[Dataset entries]
PR #974, opened 2025-07-29
feat(dango): SingleSigner use Eip712

Rhaki:


dango/client/src/signer.rs
```diff
@@ -55,37 +70,70 @@ where
...
         let username = Username::from_str(username)?;
 
+        let (key, key_hash) = match credential_type {
+            CredentialType::Secp256k1 => (
+                Key::Secp256k1(ByteArray::from_inner(sk.public_key())),
+                sk.public_key().hash256(),
+            ),
+            CredentialType::Ethereum => {
+                let addr =
+                    Addr::from_inner(keccak256(&sk.extended_public_key()[1..])[12..].try_into()?);
```
larry0x, line 88: We have `hyperlane_testing::eth_utils::derive_address` function for this. You can move this whole module to `grug_types` (put under and optional `ethereum` flag) if you need to use it outside of Hyperlane context.

dango/client/src/signer.rs
```diff
@@ -168,12 +216,51 @@ impl Signer for SingleSigner<Defined<u32>> {
...
+                let sign_data = sign_doc.to_sign_data()?;
+
+                Credential::Standard(StandardCredential {
+                    key_hash: self.key_hash,
+                    signature: Signature::Secp256k1(self.sk.sign_digest(sign_data.into()).into()),
+                })
+            },
+            Key::Ethereum(_) => {
+                let verifying_contract =
+                    Some(U160::from_be_bytes(sign_doc.sender.into_inner()).into());
```
larry0x, line 231: We can `impl From<Addr> for alloy::primitive::U160` instead. Put this impl in `grug_types::eth_utils` as well.

dango/client/src/signer.rs
```diff
@@ -180,12 +224,51 @@ impl Signer for SingleSigner<Defined<u32>> {
...
+
+                Credential::Standard(StandardCredential {
+                    key_hash: self.key_hash,
+                    signature: Signature::Eip712(Eip712Signature {
+                        typed_data: data.to_json_vec()?.into(),
+                        sig: sig.into(),
+                    }),
+                })
+            },
+            _ => todo!(),
```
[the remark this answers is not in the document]
larry0x: @Rhaki can you put a sentence here:

> only `Secp256k1` and `Ethereum` key types are supported at this time

dango/client/src/signer.rs
```diff
@@ -1,22 +1,37 @@
...
     std::str::FromStr,
 };
 
 pub const DEFAULT_DERIVATION_PATH: &str = "m/44'/60'/0'/0/0";
 
+#[derive(Debug)]
+pub enum CredentialType {
+    Secp256k1,
+    Ethereum,
+}
```
larry0x, line 33: @Rhaki Instead of introducing this new enum type, I think it's better you create these new functions:

```rust
impl SingleSigner<Undefined<Nonce>> {
    pub fn new_secp256k1(
        username: &str,
        address: Addr,
        sk: SigningKey,
    ) -> anyhow::Result<Self> { /* ... */ }

    pub fn new_ethereum(
        username: &str,
        address: Addr,
        sk: SigningKey,
    ) -> anyhow::Result<Self> { /* ... */ }

    pub fn new_random_secp256k1(
        username: &str,
        address: Addr,
    ) -> anyhow::Result<Self> { /* ... */ }

    pub fn new_random_ethereum(
        username: &str,
        address: Addr,
    ) -> anyhow::Result<Self> { /* ... */ }
}
```

This way, you avoid introducing a new type.

grug/ffi/src/exports.rs
```diff
@@ -35,7 +35,7 @@ pub fn do_instantiate<M, E>(
 ) -> usize
 where
     M: DeserializeOwned,
-    E: Display,
+    E: Debug,
```
larry0x, line 38: @Rhaki can you revert the changes related to error debug here, because it's not the concern of this PR.

grug/vm/rust/src/vm.rs
```diff
@@ -85,6 +85,7 @@ impl Instance for RustInstance {
                     &MockApi,
                     &self.querier,
                 )?;
+
```
larry0x, line 88: Remove this extra line. Let's not touch the code that's not the concern of this PR.

larry0x (changes requested):

dango/client/src/signer.rs
larry0x: Done in [abc4b16](https://github.com/left-curve/left-curve/pull/974/commits/abc4b168e49cbfe050e5436b5b0be309ae4832c8)

PR #979, opened 2025-07-30
[LEF-220] setup codecov in ci

pacmanifold:
> [!IMPORTANT]
> Setup code coverage reporting in CI using Codecov and refactor Pyth handler tests and constants.
> 
>   - **CI/CD**:
>     - Update `.github/workflows/rust.yml` to include code coverage in the test job.
>     - Add `cargo-llvm-cov` installation and run tests with coverage collection.
>     - Upload coverage results to Qlty using `qltysh/qlty-action/coverage@v2`.
>     - Add permissions for `id-token: write` and `contents: read`.
>   - **Testing**:
>     - Refactor `handler()` in `pyth_handler.rs` to use `check_handler_works()` for asserting handler functionality.
>     - Add `create_cache()` test in `client_cache.rs` to verify cache file creation and content.
>   - **Constants**:
>     - Add `PYTH_IDS_ALL` constant in `pyth.rs` for all Pyth IDs.
>     - Rename `CACHE_SAMPLES` to `PYTH_CACHE_SAMPLES` in `client_cache.rs` and update its value to 50.
> 
> <sup>This description was created by </sup>[Ellipsis](https://www.ellipsis.dev?ref=left-curve%2Fleft-curve&utm_source=github&utm_medium=referral)<sup> for f01d698e4ce9c2959fb5ae3d96f46037c7d01544. You can [customize](https://app.ellipsis.dev/left-curve/settings/summaries) this summary. It will automatically update as commits are pushed.</sup>


dango/testing/tests/pyth_handler.rs
```diff
@@ -66,7 +72,7 @@ fn handler() {
     handler.update_stream(querier, oracle).unwrap();
 
     // Give some times to get the data ready.
-    sleep(Duration::from_millis(500));
+    sleep(Duration::from_millis(3000));
```
penso, line 75: Instead of waiting a specific amount of time, you should reconsider what you're testing. If you're trying to test if the streaming is working, my guess is the current code:

```rust
    // Give some times to get the data ready.
    sleep(Duration::from_millis(3000));

    // Assert the streaming is working.
    for _ in 0..3 {
        assert!(!handler.fetch_latest_vaas().is_empty());
        sleep(Duration::from_millis(500));
    }
```

doesn't necessarily do that. You should check `fetch_latest_vaas()` returns different results. Reading this test, I could think the same results are returned. You probably should do something like (pseudo code):

```
// don't use `while`, so it doesn't loop indefinitely, make it so all loops doesn't go longer than a few seconds
for _ in 0..100 {
 if received_updates; break; 
 sleep(constant from how often pyth should receive updates);
}

let previous_data = ...;
for _ in 0..X {
  let new_data = handler.fetch_latest_vaas();
  assert!(!new_data.is_empty());
  assert!(new_data != previous_data);
  previous_data = new_data;
}
```

this way you'll have faster test, and more resilient.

• **Exercise requirements**:
Reproduce each line from the records that contains the word "introducing".

• **Written answer**:
larry0x, line 33: @Rhaki Instead of introducing this new enum type, I think it's better you create these new functions:
This way, you avoid introducing a new type.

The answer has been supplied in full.